[KERN] Sep 10 14:00:38 bahamut kernel: mce: [Hardware Error]: Machine check events logged
[KERN] Sep 10 14:00:38 bahamut kernel: [Hardware Error]: Corrected error, no action required.
[KERN] Sep 10 14:00:38 bahamut kernel: [Hardware Error]: CPU:13 (17:1:1) MC1_STATUS[-|CE|MiscV|-|-|-|-|
[KERN] Sep 10 14:00:38 bahamut kernel: [Hardware Error]: IPID: 0x000100b000000000, Syndrome: 0x000000004a000000
[KERN] Sep 10 14:00:38 bahamut kernel: [Hardware Error]: Instruction Fetch Unit Extended Error Code: 11
[KERN] Sep 10 14:00:38 bahamut kernel: [Hardware Error]: Instruction Fetch Unit Error: L2 BTB multi-match error.
[KERN] Sep 10 14:00:38 bahamut kernel: [Hardware Error]: cache level: L1, tx: INSN, mem-tx: IRD
I had this one that is kind of similar (maybe not really.... just both involve caches and were corrected errors).
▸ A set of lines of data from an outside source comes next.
PR #3263, opened 2026-06-28
fix: expand Array arguments in MarkerLoggingAdapter log templates (#3257)

### LINKED ISSUE #3257: MarkerLoggingAdapter.format1 does not expand Array arguments into template placeholders
### Motivation

`MarkerLoggingAdapter.format1` calls `format(t, a.toIndexedSeq)` without varargs expansion (`: _*`), causing Array arguments to be treated as a single template argument instead of being expanded into individual placeholders.

### Current Behavior

`actor/src/main/scala/org/apache/pekko/event/Logging.scala:2004-2008`:

```scala
private def format1(t: String, arg: Any): String = arg match {
    case a: Array[?] if !a.getClass.getComponentType.isPrimitive => format(t, a.toIndexedSeq)
    case a: Array[?]                                             => format(t, a.toIndexedSeq.asInstanceOf[IndexedSeq[AnyRef]])
    case x                                                       => format(t, x)
}
```

This calls the varargs `format(t: String, arg: Any*)` (line 1538), which wraps the `IndexedSeq` as a **single element**: `arg = Seq(IndexedSeq("a","b","c"))`.

**Comparison with base class** (`LoggingAdapter.format1`, line 1532-1536):

```scala
private def format1(t: String, arg: Any): String = arg match {
    case a: Array[?] if !a.getClass.getComponentType.isPrimitive => formatImpl(t, a.toSeq)
    case a: Array[?]                                             => formatImpl(t, a.toSeq.asInstanceOf[Seq[AnyRef]])
    case x                                                       => format(t, x)
}
```

The base class calls `formatImpl` directly (not through varargs), so each array element becomes a separate placeholder.

### Concrete Example

For `markerLog.info(marker, "{} {} {}", Array("a", "b", "c"))`:

| | Base LoggingAdapter | MarkerLoggingAdapter |
|---|---|---|
| Output | `"a b c"` | `"Vector(a, b, c) {} {}"` |

### Root Cause

Line 2003 comments: *"Copy of LoggingAdapter.format1 due to binary compatibility restrictions"*. The base class's `formatImpl` is `private` to the trait, so `MarkerLoggingAdapter` substituted `format(t, ...)` but forgot `: _*` for varargs expansion.

### Fix

```scala
case a: Array[?] if !a.getClass.getComponentType.isPrimitive => format(t, a.toIndexedSeq: _*)
case a: Array[?]                                             => format(t, a.toIndexedSeq.asInstanceOf[IndexedSeq[AnyRef]]: _*)
```

### Scope

All 8 one-argument template methods in `MarkerLoggingAdapter` are affected (each log level × with-cause and without-cause variants). `DiagnosticMarkerBusLoggingAdapter` inherits the same bug. No test covers Array argument handling.

### Environment

- Pekko Actor (any version)
- `Logging.scala:2004-2008`

### References

None

He-Pin:
### Motivation

`MarkerLoggingAdapter.format1` passed an `Array` argument to the varargs
`format(t, arg: Any*)` **without** spreading it (`: _*`), so the whole array was
treated as a single template argument instead of being expanded into the
individual placeholders.

For example:

```scala
markerLog.info(LogMarker.Security, "{} {} {}", Array("a", "b", "c"))
```

| | base `LoggingAdapter` | `MarkerLoggingAdapter` (before) |
|---|---|---|
| Output | `a b c` | `ArraySeq(a, b, c) {} {}` |

The base `LoggingAdapter.format1` expands arrays correctly (it calls
`formatImpl(t, a.toSeq)` directly). The marker copy exists for binary
compatibility reasons (it cannot reach the base trait's `private formatImpl`),
and when it was written the varargs spread (`: _*`) was forgotten. The scaladoc
promising that an `Array` argument "will be expanded into replacement
arguments" was therefore not honored by the marker adapter.

Fixes #3257.

### Modification

Spread the array elements as varargs in both `Array` branches of
`MarkerLoggingAdapter.format1`, so each element fills its own placeholder, and
documented the reason so it is not regressed:

```scala
case a: Array[?] if !a.getClass.getComponentType.isPrimitive => format(t, a.toIndexedSeq: _*)
case a: Array[?]                                             => format(t, a.toIndexedSeq.asInstanceOf[IndexedSeq[AnyRef]]: _*)
case x                                                       => format(t, x)
```

`DiagnosticMarkerBusLoggingAdapter` inherits this method and is fixed by the
same change.

### Result

- `Array` arguments to the single-argument marker log template methods are now
  expanded into separate placeholders, matching `LoggingAdapter` and the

In my correspondence with AMD support, they said it may be due to my overclocked memory, could also be your case as you indicate that you are running at near unstable values for your system. I would suggest seeing if you can reproduce it at lower (e.g. 2800) or stock RAM speeds. In my case I have seen my MCE only once during a test period of over 7 days running ryzen-kill.sh 8 (modified with -j 2 and to remove apt-get lines, installed those dependencies manually as I'm running Arch like you are) and prime95 at the same time with my RAM at 3066 after receiving RMA processor after having the segfault problem with my first one. My MCE appears to be unrelated to the segfault issue (I didn't see it on the CPU that had the segfault problem and did see it on this otherwise problem free one), have you tried running the ryzen-kill.sh test script? Is your system otherwise stable at this RAM speed (e.g. passes prime95 blend test for at least several days)? That was with X370 K7's F6 bios. I am seeing better stability with the F7a bios (brings AGESA 220.127.116.11b) and am now running the same test set but at a (so far) stable 3200 MHz. I have not yet seen the MCE appear again.
If you don't see the code again then I think nothing needs to be done. These kinds of errors *shouldn't* happen, but of course do on real hardware (hence why we have ECC RAM etc... ), it was discovered and corrected so unless it is a semi-regular occurrence it is probably fine. Can't hurt to contact AMD support directly, but I think they will ask for you to reproduce it at non-overclocked RAM speeds.